___ Task material ___
PR #2932, opened 2021-02-03
➕ Add StatifyBot Presence

tayron1:
img
img


tayron1:
_Redi is the Owner of Statify thats why he is listed as the Author_

ririxidev:
Domain is not 2 months old.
___
→ Task description
Return the whole listing, keeping every word as it is.

→ Solved problem
PR #2932, opened 2021-02-03
➕ Add StatifyBot Presence

tayron1:
img
img


tayron1:
_Redi is the Owner of Statify thats why he is listed as the Author_

ririxidev:
Domain is not 2 months old.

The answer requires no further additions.